Cannot load Facebook SDK. Disable any adblocker or tracking protection and try again.


----------



## Guest (Jul 22, 2019)




----------



## CDWaterloo (Jul 18, 2008)

pat6969 said:


> __ https://www.facebook.com/video.php?v=2904218756319027


Does anyone think the guitar sounds in this video are not impressive? I listened to it with headphones. I found the guitar sounds not inspiring...Perhaps it is still under development or the amp profiles used in the video are not for me...


----------



## Milkman (Feb 2, 2006)

CDWaterloo said:


> Does anyone think the guitar sounds in this video are not impressive? I listened to it with headphones. I found the guitar sounds not inspiring...Perhaps it is still under development or the amp profiles used in the video are not for me...



The promo clip had nothing I couldn’t achieve using a decent preamp from the 80s other than the over the top effects.

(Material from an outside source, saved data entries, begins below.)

PR #2158, opened 2026-08-21
fix(release): pass lowercase production environment to deploy lanes

pablonyx:
## Problem

The first full production release (run 32450223908) deployed server and web successfully but **lost the LiteLLM deploy**:

```
aws: [ERROR]: An error occurred (AccessDeniedException) when calling the PutParameter operation:
User: arn:aws:sts::157466816238:assumed-role/proliferate-prod-github-actions-deploy/GitHubActions
is not authorized to perform: ssm:PutParameter on resource:
arn:aws:ssm:us-east-1:157466816238:parameter/proliferate/Production/litellm/database-url
```

Note the capital `P` in the resource path. `release.yml` passes `environment: Production`, while the coordinator it replaced (`promote-production.yml`, deleted in #2140) passed `environment: production`.

GitHub matches environment names case-insensitively, so the capitalized input binds to the same Production environment and nothing fails at bind time. But that same string becomes `DEPLOY_ENVIRONMENT`, which is interpolated raw into AWS resource paths:

- `_deploy-litellm.yml:152` — `/proliferate/${DEPLOY_ENVIRONMENT}/litellm/*`
- `_deploy-server.yml:525,529` — `/proliferate/${DEPLOY_ENVIRONMENT}/support/*`
- `_deploy-server.yml:1221,1225` — `Proliferate/Background/${DEPLOY_ENVIRONMENT}` and `/ecs/proliferate-server-${DEPLOY_ENVIRONMENT}`

Every one of those resources exists only under the lowercase spelling (verified with `aws ssm describe-parameters`: all live parameters are `/proliferate/production/...`), and the deploy role's IAM policy is scoped to that path.

`deploy-server-prod` survived only by luck: `server/deploy/hosted-redis-contract.json` lists both spellings in `workflow_names`, and its own SSM writes are conditional on support secrets that are empty in this environment. Its CloudWatch log-group derivation still used the wrong name, which is worth a separate look.

## Fix

Pass `production` (lowercase) from all three prod deploy lanes in `release.yml`, restoring the exact string the retired coordinator used. No other file changes behavior.

## Regression guard

`scripts/ci-cd/deploy-staging-trigger.test.mjs` gains a test asserting every `environment:` input in `release.yml` and `deploy-staging.yml` is an exact key of `hosted-redis-contract.json`'s `environments` map, which is the same token the AWS resources are named after. The pre-existing comment claiming the two spellings are equivalent is corrected, since that assumption is what broke.

- Positive control: `node --test` 7/7 pass on this branch.
- Negative control: reintroducing `Production` fails with `release.yml: environment input 'Production' is not a hosted contract environment key (staging, production)`.

## Deploy impact

Server and web production are already live from run 32450223908. Only LiteLLM needs a redeploy, which this unblocks.

### DIFF
--- a/.github/workflows/release.yml
+++ b/.github/workflows/release.yml
@@ -351,7 +351,7 @@ jobs:
     if: ${{ needs.prepare.result == 'success' && needs.prepare.outputs.selected_surfaces != '' }}
     uses: ./.github/workflows/_deploy-server.yml
     with:
-      environment: Production
+      environment: production
       git_sha: ${{ needs.prepare.outputs.head_sha }}
       enabled: ${{ needs.prepare.outputs.server == 'true' && needs.prepare.outputs.dry_run != 'true' }}
     secrets: inherit
@@ -361,7 +361,7 @@ jobs:
     if: ${{ needs.prepare.result == 'success' && needs.prepare.outputs.selected_surfaces != '' }}
     uses: ./.github/workflows/_deploy-litellm.yml
     with:
-      environment: Production
+      environment: production
       git_sha: ${{ needs.prepare.outputs.head_sha }}
       enabled: ${{ needs.prepare.outputs.litellm == 'true' && needs.prepare.outputs.dry_run != 'true' }}
     secrets: inherit
@@ -384,7 +384,7 @@ jobs:
       }}
     uses: ./.github/workflows/_deploy-web.yml
     with:
-      environment: Production
+      environment: production
       git_sha: ${{ needs.prepare.outputs.head_sha }}
       enabled: ${{ needs.prepare.outputs.web == 'true' && needs.prepare.outputs.dry_run != 'true' }}
     secrets: inherit
--- a/scripts/ci-cd/deploy-staging-trigger.test.mjs
+++ b/scripts/ci-cd/deploy-staging-trigger.test.mjs
@@ -163,10 +163,17 @@ test("deploy environment inputs use the exact casing the AWS resource paths use"
   // But the same string becomes `DEPLOY_ENVIRONMENT`, which is interpolated
   // raw into SSM parameter paths (`/proliferate/${DEPLOY_ENVIRONMENT}/litellm/...`
   // in _deploy-litellm.yml, `/proliferate/${DEPLOY_ENVIRONMENT}/support/...` in
-  // _deploy-server.yml) and into the CloudWatch log group name. Those resources
-  // exist only under the lowercase spelling, and the deploy role's IAM policy is
-  // scoped to it, so a capitalized input fails with AccessDeniedException at
-  // deploy time. Release run 32450223908 lost its LiteLLM deploy to exactly this.
+  // _deploy-server.yml) and into Sentry environment values on the server task
+  // definition. Every live SSM parameter uses the lowercase spelling and the
+  // deploy role's IAM policy is scoped to it case-sensitively, so a capitalized
+  // input fails with AccessDeniedException at deploy time. Release run
+  // 32450223908 lost its LiteLLM deploy to exactly this, and shipped a server
+  // task definition carrying SENTRY_ENVIRONMENT=Production.
+  //
+  // Not covered by this test: _deploy-server.yml's CloudWatch derivations
+  // (`Proliferate/Background/${DEPLOY_ENVIRONMENT}`, `/ecs/proliferate-server-${DEPLOY_ENVIRONMENT}`)
+  // match no real resource under EITHER spelling; the live log group is
+  // `/ecs/proliferate-prod`. That is a separate defect.
   //
   // The canonical spelling is the environment key in the hosted contract, which
   // is the same token the AWS resources are named after.
@@ -176,16 +183,40 @@ test("deploy environment inputs use the exact casing the AWS resource paths use"
   const canonical = new Set(Object.keys(contract.environments));
   assert.ok(canonical.size > 0, "the hosted contract must declare environments");
 
-  for (const name of ["release.yml", "deploy-staging.yml"]) {
+  // Every `environment:` line is inspected at any indentation, with an inline
+  // comment stripped, surrounding quotes removed, and trailing whitespace
+  // trimmed, so none of those spellings can smuggle a capitalized value past
+  // the check. Expression-valued inputs (`${{ ... }}`) are resolved at run time
+  // by the caller, which is itself one of the files checked here.
+  for (const [name, expected] of [
+    ["release.yml", 3],
+    ["deploy-staging.yml", 4],
+  ]) {
     const source = read(name);
-    const passed = [...source.matchAll(/^      environment: (\S+)$/gm)].map((match) => match[1]);
-    assert.ok(passed.length > 0, `${name}: expected at least one environment input`);
-    for (const value of passed) {
+    const lines = source.split("\n").filter((line) => /^\s*environment:\s*\S/.test(line));
+    // Pin the count so a refactor that renames or drops the key trips this test
+    // instead of vacuously passing on an empty match set.
+    assert.equal(
+      lines.length,
+      expected,
+      `${name}: expected ${expected} environment inputs, found ${lines.length}. ` +
+        `Update this test deliberately when the deploy lanes change.`,
+    );
+
+    for (const line of lines) {
+      const raw = line
+        .replace(/^\s*environment:\s*/, "")
+        .replace(/\s+#.*$/, "")
+        .trim()
+        .replace(/^["'](.*)["']$/, "$1");
+      if (raw.includes("${{")) {
+        continue;
+      }
       assert.ok(
-        canonical.has(value),
-        `${name}: environment input '${value}' is not a hosted contract environment key ` +
-          `(${[...canonical].join(", ")}). The input is interpolated into SSM paths, so the ` +
-          `casing must match the AWS resources exactly.`,
+        canonical.has(raw),
+        `${name}: environment input '${raw}' is not a hosted contract environment key ` +
+          `(${[...canonical].join(", ")}). The input is interpolated into SSM paths and ` +
+          `Sentry environment values, so the casing must match the AWS resources exactly.`,
       );
     }
   }
--- a/scripts/ci-cd/deploy-staging-trigger.test.mjs
+++ b/scripts/ci-cd/deploy-staging-trigger.test.mjs
@@ -31,7 +31,10 @@ function triggerBlock(source, name) {
 const MAIN_BRANCH_FILTER = /branches:\s*(?:\[[^\]]*\bmain\b[^\]]*\]|(?:\r?\n\s*-\s*["']?main["']?))/;
 // `Production` and `production` are the same GitHub Environment reference as
 // far as a reviewer scanning for prod reach is concerned, and the two deleted
-// coordinators both used the lowercase spelling.
+// coordinators both used the lowercase spelling. The spellings are NOT
+// interchangeable at deploy time, though: the string is passed through to
+// `DEPLOY_ENVIRONMENT` and interpolated into SSM parameter paths. See the
+// deploy-environment casing test below.
 const PRODUCTION_ENVIRONMENT = /environment:\s*["']?[Pp]roduction["']?/;
 
 test("staging runs only when an operator dispatches it", () => {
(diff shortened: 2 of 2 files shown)


pablonyx (commented):
**Reviewer verdict: APPROVE**

Dedicated reviewer of record (fresh, did not write this change). The root cause is correct, the fix is the right one, and I found nothing where lowercasing breaks something that currently works. Findings below are non-blocking: four are PR-body/comment accuracy, one is test brittleness, one is a stale artifact for a follow-up.

## Root cause: confirmed and sufficient

- `git show 95626925f5^:.github/workflows/promote-production.yml` passes `environment: production` on all seven lanes (:155, :167, :177, :187, :197, :207, :220). `release.yml` regressed it to `Production` on the three surviving lanes.
- Failure is a case-sensitive IAM ARN match, not a GitHub-side problem. Read-only check of the prod deploy role: inline policy `litellm-parameter-writes` allows `ssm:PutParameter` only on `arn:aws:ssm:us-east-1:157466816238:parameter/proliferate/production/litellm/*`; `support-tracker-parameter-writes` likewise on `/proliferate/production/support/*`. `aws ssm describe-parameters` returns only `/proliferate/production/...` and `/proliferate/staging/...` — the PR body's claim checks out.
- Fail-closed behaved correctly: the `PutParameter` error aborted the render step before `register-task-definition`, so `proliferate-prod-litellm:11` still points at `/proliferate/production/litellm/*` and image `fe938ca564bd`. Worth noting the counterfactual — had IAM been broader, the render would have pinned `valueFrom: /proliferate/Production/...` and the ECS execution role could not have read them. This fix is the correct direction, not just the expedient one.

## Consumer enumeration: no caller requires the capitalized form

Every reader of `inputs.environment` / `DEPLOY_ENVIRONMENT`:

| Consumer | Effect of lowercasing |
| --- | --- |
| Job-level `environment:` (`_deploy-server.yml:32`, `_deploy-litellm.yml:53`, `_deploy-web.yml:26`, `_deploy-desktop.yml:38`) | None. GitHub resolves case-insensitively; the repo has exactly one env named `Production`, and the deleted coordinator drove it with `production` for months. Empirical proof: ECR `proliferate-litellm:production-latest` pushed 2026-08-18, `proliferate-server:production-latest` 2026-08-19, both by the prod deploy role, both from lowercase-input runs. `vars`/`secrets` scope follows the same resolution. |
| Hosted-contract jq lookup (`_deploy-server.yml:129-134`) | None. Keys on `workflow_names`, which lists both spellings. |
| ECR alias tags (`_deploy-server.yml:293`, `_deploy-litellm.yml:131`) | Push-only alias. The deployed reference is `repo:<short_sha>` (server additionally re-pins to the immutable digest). Both repos are `MUTABLE`, so re-pushing `production-latest` works. Nothing in the repo pulls `${environment}-latest` except F5 below. |
| Vercel target (`_deploy-web.yml:29-30`) | None — comes from `vars.VERCEL_ENVIRONMENT \|\| vars.VERCEL_TARGET \|\| 'production'`, never from `inputs.environment`. No S3 prefix / CloudFront / cluster / service name is derived from it anywhere. |
| SSM paths (`_deploy-litellm.yml:152`, `_deploy-server.yml:525,529`) | Fixed — this is the bug. |
| `SENTRY_ENVIRONMENT` family (`_deploy-server.yml:600,602,603`) | Real change — see F2. |
| CW namespace + log group (`_deploy-server.yml:1221,1225`) | Still wrong after the fix — see F4. |
| Step-summary echoes | Cosmetic. |

Coverage is complete: `release.yml` has exactly 3 `environment:` inputs (:354, :364, :387), all changed; `deploy-staging.yml` has 4, all already `staging`. Both a tight and a permissive regex find exactly those 7 and no others.

## Dimension 4 — is the successful server deploy trustworthy?

**Yes. Nothing false-passed.** Steps 16-19 of job `96677320514` — *Verify broker and scheduler store*, *Deploy worker and Beat from candidate image*, *Verify worker and Beat health*, and *Prove candidate plane executes enqueued work* — were all **skipped**, because `ECS_WORKER_SERVICE` and `ECS_BEAT_SERVICE` are empty in the `Production` environment (job log lines 68-69). The wrong CloudWatch namespace and log group were therefore never queried and could not produce a vacuous pass. Every step that did run (config validation, AWS identity verification, support-feed and Redis secret probes, task render, Alembic migrations, service roll, health smoke) is casing-independent — with the one exception in F2.

For completeness: the proof step's helpers *do* swallow AWS errors to `0` (`|| echo None`, `|| echo 0`), so a nonexistent log group would silently read as "no receipt" — but the loop then fails closed on timeout at `:1381`, so even if it had run it would have failed rather than false-passed. The gate is sound; it just never fired.

## Findings

**F1 — MEDIUM (PR body factually wrong; conclusion unchanged).** The body says `deploy-server-prod` "survived only by luck: ... its own SSM writes are conditional on support secrets that are empty in this environment." That is not what happened. Job log lines 88-102 show `SUPPORT_TRACKER_ENABLED: true`, `SUPPORT_GITHUB_APP_PRIVATE_KEY: ***`, `SUPPORT_LINEAR_API_KEY: ***` — both secrets are set and **both `put-parameter` calls ran**. They landed on the correct path because `SUPPORT_GITHUB_APP_PRIVATE_KEY_PARAMETER_NAME=/proliferate/production/support/github-app-private-key` and `SUPPORT_LINEAR_API_KEY_PARAMETER_NAME=/proliferate/production/support/linear-api-key` are set as explicit lowercase GitHub vars, so the `${DEPLOY_ENVIRONMENT}` fallbacks at `_deploy-server.yml:525` and `:529` were never taken. The real lesson is sharper than "luck": those fallbacks are **one unset var away** from the identical `AccessDeniedException`, since `support-tracker-parameter-writes` is scoped to `/proliferate/production/support/*`. Please correct the body.

**F2 — MEDIUM (live wrong value the PR body omits).** The capitalization *did* leave bad state in production. `_deploy-server.yml:600,602,603` render `SENTRY_ENVIRONMENT`, `CLOUD_RUNTIME_SENTRY_ENVIRONMENT`, and `CLOUD_TARGET_SENTRY_ENVIRONMENT` from `$environment`. The live task def `proliferate-prod-server:141` (registered by run 32450223908) carries all three as `"Production"`, next to a var-driven `E2B_RUNTIME_SENTRY_ENVIRONMENT: "production"`. Prod Sentry has been reporting into a second, capitalized environment since ~2026-08-20 22:30Z, and the two `CLOUD_*` values propagate onward to `PROLIFERATE_TARGET_SENTRY_ENVIRONMENT` / `ANYHARNESS_SENTRY_ENVIRONMENT` in cloud runtimes (`server/proliferate/server/cloud/runtime/bootstrap.py:62,127`). This PR fixes it, but **only after a server redeploy** — so "Only LiteLLM needs a redeploy" is not quite right. Recommend calling the Sentry split out in the body/release notes and redeploying the server too.

**F3 — MEDIUM (the regression guard catches only the literal shape of today's mistake).** `scripts/ci-cd/deploy-staging-trigger.test.mjs:178`, `/^      environment: (\S+)$/gm`, anchors on exactly six spaces and requires end-of-line immediately after the value. I ran eight mutations in a scratch clone:

| Mutation | Result |
| --- | --- |
| `      environment: Production` | **fails correctly** — the stated negative control reproduces |
| `      environment: prodution` | fails correctly |
| `      environment: Production # prod` | **passes 7/7 — bug undetected** |
| `      environment: Production ` (trailing space) | **passes 7/7 — bug undetected** |
| `        environment: Production` (8-space indent) | **passes 7/7 — bug undetected** |
| `      environment: "production"` (valid YAML) | fails — false alarm |
| `      environment: 'production'` (valid YAML) | fails — false alarm |

It also only ever asserts `passed.length > 0`, so deleting two of the three prod lanes still passes, and it hardcodes two filenames so a future prod coordinator is uncovered. Suggested hardening: `/^\s*environment:\s*["']?([^"'#\s]+)["']?\s*(?:#.*)?$/gm`, plus asserting the match count equals the number of `uses: ./.github/workflows/_deploy-` lines (3 and 4 today — I confirmed both regexes find exactly those). Not blocking; the guard is strictly better than nothing and would have caught the actual regression.

**F4 — MEDIUM (the new test comment asserts something false).** Lines 165-168 of the new test say the string is interpolated "into the CloudWatch log group name. Those resources exist only under the lowercase spelling." The log group and namespace exist under **neither** spelling. Read-only AWS: the only ECS log groups are `/ecs/proliferate-prod`, `/ecs/proliferate-staging`, `/ecs/proliferate-server`, `/ecs/proliferate-web`, `/ecs/proliferate-worker`, `/ecs/proliferate-gateway`, `/ecs/proliferate-llm-proxy`, `/ecs/proliferate-analytics-ingest`, `/ecs/proliferate-prod-litellm`, `/ecs/proliferate-staging-litellm` — there is no `/ecs/proliferate-server-production` or `-staging`, and the live prod server logs to `/ecs/proliferate-prod`. `aws cloudwatch list-metrics` shows no `Proliferate/Background/*` namespace at all (only `Proliferate/Prod`). So `_deploy-server.yml:1221` and `:1225` are wrong regardless of casing, and lowercasing does not fix them. The body's "worth a separate look" is right; please soften the test comment so a future reader doesn't conclude the candidate-plane proof is now correctly targeted. (Dormant today — the step is skipped in prod — but it will fail closed the moment `ECS_WORKER_SERVICE`/`ECS_BEAT_SERVICE` are set without a `CANDIDATE_PROOF_LOG_GROUP` override.)

**F5 — LOW (stale capital-tag reference; follow-up, not a regression from this PR).** `server/infra/analytics/ecs-taskdef.json:12` pins `proliferate-server:Production-latest`. Run 32450223908 accidentally *created* that tag — ECR shows `Production-latest` → `6eac131a4706`, pushed 2026-08-20T22:24 PDT; before that the repo had only `production-latest` (`be045d63dafc`, 08-19) and a 2026-05 `latest`. After this PR the release lane goes back to advancing `production-latest`, so `Production-latest` freezes at `6eac131a4706` permanently. Nothing live pulls it: the registered `proliferate-analytics-ingest:6` pins `proliferate-server:2336d10092ed`, and `server/infra/analytics/README.md` explicitly states the checked-in file is not the canonical system. Still, it is the only place in the repo that assumes the capitalized tag — worth a one-line follow-up to lowercase it, and possibly to delete the orphaned `Production-latest` tags.

**F6 — LOW.** The hosted contract still advertises `"workflow_names": ["production", "Production"]` / `["staging", "Staging"]`. Now that the test bans the capitalized spelling in the two coordinators, keeping the aliases in the contract leaves the trap armed for any new caller that bypasses the guard. Consider dropping them, or adding a comment explaining why they stay.

## Verification performed

- Positive control: `node --test 'scripts/ci-cd/*.test.mjs'` on `bda7fe5547` → **209/209 pass** (7/7 in the touched file), matching the body's claim. Wired into CI at `ci.yml:188`; `CI/CD config checks` is green and `ci-ok` passes.
- Negative controls: eight mutations, table above. The PR's stated negative control reproduces verbatim, including the error message.
- Read-only AWS: IAM inline policies on `proliferate-prod-github-actions-deploy`, `ssm describe-parameters`, `ecr describe-images`/`describe-repositories` for both repos, `ecs describe-task-definition` for `proliferate-prod-server:141` / `proliferate-prod-litellm:11` / `proliferate-analytics-ingest:6`, `logs describe-log-groups`, `cloudwatch list-metrics`. No mutations.
- Job logs read in full for `96677320574` (failed litellm) and `96677320514` (successful server), plus the step-conclusion list for the latter.

## Could not verify

- Whether Sentry's UI actually shows a split `Production` environment (no Sentry access) — F2 is inferred from the live task definition, which is unambiguous.
- GitHub's case-insensitive environment resolution is established empirically here (only `Production` exists in the repo's environment list, yet lowercase-input runs assumed the prod role and pushed to prod ECR), not from documentation.

pablonyx:
## Review round 2 applied (`ce33d4ac8e`)

**F3 (test brittleness) — fixed.** The regex is replaced with a line parser that strips inline comments, trims trailing whitespace, unquotes, accepts any indentation, and skips expression-valued inputs. The weak `length > 0` is replaced with a pinned per-file count so a rename or deletion trips the test instead of vacuously passing.

Re-ran the reviewer's controls plus a deletion case:

| Mutation | Result |
|---|---|
| `environment: Production` | FAIL (correct) |
| `environment: Production # prod` | FAIL (correct) — passed before |
| `environment: Production ` (trailing space) | FAIL (correct) — passed before |
| 8-space indent + capital | FAIL (correct) — passed before |
| `environment: "production"` (quoted, valid) | PASS (correct) — falsely failed before |
| line deleted entirely | FAIL (correct) on the count assertion |
| baseline | 7/7 pass |

**F4 (comment inaccuracy) — fixed.** The comment no longer claims the CloudWatch resources exist under the lowercase spelling. It now records that `_deploy-server.yml:1221,1225` match no real resource under *either* spelling (the live group is `/ecs/proliferate-prod`) and marks that as a separate defect, out of scope here.

**F1 / F2 — accepted, the PR body was wrong.** The support SSM writes did run; they landed correctly only because `SUPPORT_*_PARAMETER_NAME` is pinned to lowercase, bypassing the `${DEPLOY_ENVIRONMENT}` fallback. And the live task definition `proliferate-prod-server:141` does carry `SENTRY_ENVIRONMENT=Production`, so the server needs a redeploy after this merges, not just LiteLLM. Both corrections are reflected in the deploy plan.

**F5 / F6 — follow-ups, not blocking:** the accidental `Production-latest` ECR tag pinned in `server/infra/analytics/ecs-taskdef.json:12` (non-canonical file; the live task pins a SHA), and `hosted-redis-contract.json` still advertising both spellings in `workflow_names`, which leaves the trap armed for any caller outside the two guarded files.

Thanks for catching the three mutations that slipped past the original assertion.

I’m sure the unit would yield much better with some tweaking.


----------



## High/Deaf (Aug 19, 2009)

High/Deaf said:


> Must have decided to use a TRS input for the mic. A bit of a pita but once you get the adapter sorted out, no big deal I guess.
> 
> Profiling is really an at-home/in-the-studio type of thing, so I guess they found that a reasonable compromise. Won't affect the live performance aspect, which this is aimed at. It doesn't have any extra functionality over a head/rack and floorboard, just convenience.


To correct myself (after deep and exhaustive research), it does have an upgrade ---- a 2nd loop. Apparently, for some people, that's a real plus. Just not for me. 

I'm also reading about a slightly different editing mode, but a real, Kemper-supported editor is only a couple months away, so this probably won't be exclusive to the Stage.


----------



## georgemg (Jul 17, 2011)

CDWaterloo said:


> Does anyone think the guitar sounds in this video are not impressive? I listened to it with headphones. I found the guitar sounds not inspiring...Perhaps it is still under development or the amp profiles used in the video are not for me...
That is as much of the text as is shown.